Not really because there is still no guarantee you will get an HR20. The installer cannot guarantee it. He may act like he can. Plus you still did not get it on the first try and you had to waste your time being there for nothing.


----------



## arxaw (Jul 13, 2003)

But he will still probably get one. And he didn't have to accept a stupid box with no OTA.


----------



## SDizzle (Jan 1, 2007)

Yeah, but how long will it take him to get one??


----------



## ShiningBengal (Jan 24, 2003)

BMoreRavens said:


> Not really because there is still no guarantee you will get an HR20. The installer cannot guarantee it. He may act like he can. Plus you still did not get it on the first try and you had to waste your time being there for nothing.

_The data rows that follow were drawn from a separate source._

PR #9042, opened 2023-10-13
NAS-124445: Fix wrong state on VM page

bvasilenko:
**Summary**

This bug was occurring due to a race condition between `vm.query` and `vm.virtualization_details`. If the latter response is too slow, then `supported: false` flag gets ignored, which causes an issue described in the ticket.

**Testing**

Use mocking on front-end (hard-code `supported: false` , and add some delay to the `vm.virtualization_details` response)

There is also no guarantee I will be alive in a week. I wasted no time. I asked for an early Saturday appointment since I would be home anyway. That's when the DirecTV service guy arrived--exactly as I was promised. It was a "first try" for them, not for me.

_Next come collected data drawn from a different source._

PR #9045, opened 2023-10-13
NAS-124608 / 24.04 / Add a note explaining how to configure session timeout

AlexKarpov98:
Testing: 
Check Session expiring modal and see an updated like below:

Screenshot 2023-10-16 at 15 22 44

Click `Advanced Settings → Sessions`, you shall be redirected to the card (highlighted)

Screenshot 2023-10-13 at 14 29 40


src/app/modules/common/dialog/session-expiring-dialog/session-expiring-dialog.component.html
```diff
@@ -0,0 +1,25 @@
+<h1 mat-dialog-title>{{ options.title | translate }}</h1>
+<div mat-dialog-content id="confirm-msg">
+  <div class="message-content">
+    <span [innerHTML]="options.message | translate"></span>
+
+    <p>
+      {{ 'Change Token Lifetime in' | translate }}
+      <b (click)="viewSessionsCard()">
```
undsoft, line 8: Needs to look like a link so that people know to click it.

RehanY147 (changes requested):
The link takes out straight to the settings page. Was the session extended in that case? Or not? It's vague. We should also mention what will happen if they just click the link right away.

AlexKarpov98:
@RehanY147 

yes, session is extended in this case.
We may add Text about it but I don't think it's necessary (my opinion). 
Can you provide a text in this case if you think it's needed?

AlexKarpov98:
@RehanY147 
Screenshot 2023-10-16 at 15 22 44

undsoft (approved):
Looks good.

RehanY147 (approved):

I prefer to believe that he had no reason to lie to me, since he will be the one who comes out to do the swap.

Why would I choose to doubt someone who had no axe to grind? As far as SDizzle's remark, even if I have to wait six months, I won't have been inconvenienced.


----------



## Michael D'Angelo (Oct 21, 2006)

ShiningBengal said:


> There is also no guarantee I will be alive in a week. I wasted no time. I asked for an early Saturday appointment since I would be home anyway. That's when the DirecTV service guy arrived--exactly as I was promised. It was a "first try" for them, not for me.
> 
> I prefer to believe that he had no reason to lie to me, since he will be the one who comes out to do the swap.
> 
> Why would I choose to doubt someone who had no axe to grind? As far as SDizzle's remark, even if I have to wait six months, I won't have been inconvenienced.

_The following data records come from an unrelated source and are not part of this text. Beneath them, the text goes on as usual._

PR #9046, opened 2023-10-13
NAS-124609 / 24.04 / Do not open Task Manager when using Upgrade All

AlexKarpov98:
Testing: see ticket


bvasilenko (approved):
Works good

PR #9056, opened 2023-10-16
NAS-124430 / 23.10.0 / Duplicate zvols and datasets are displayed upon initial creation and disappear when refresh browser

AlexKarpov98:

I am not saying you should doubt him and hopefully you do get what you want.

But he cannot guarantee they will get HR20's in stock and if they do that one will make it to you. He is a installer. He does not control their inventory of what they get and what goes where.

I would suggest calling DirecTV and the local install office to make sure.


----------



## ShiningBengal (Jan 24, 2003)

theratpatrol said:


> Interesting, because both of the Costcos near me have pallets of HR21's, no HR20-700's to be found.


Same here. My local Costco has no HR20's, but a couple of pallets of HR21's were in view at my last visit.

While it may be true that Costco handles some discontinued models, it is completely untrue that this is all they handle.

Take a look at their HDTV lineup. Huge assortment, and all current models. Plus you get 90 day return privilege and an additional one year warranty on top of the manufacturer's warranty.


----------



## ShiningBengal (Jan 24, 2003)

BMoreRavens said:


> I am not saying you should doubt him and hopefully you do get what you want.
> 
> But he cannot guarantee they will get HR20's in stock and if they do that one will make it to you. He is a installer. He does not control their inventory of what they get and what goes where.
> 
> I would suggest calling DirecTV and the local install office to make sure.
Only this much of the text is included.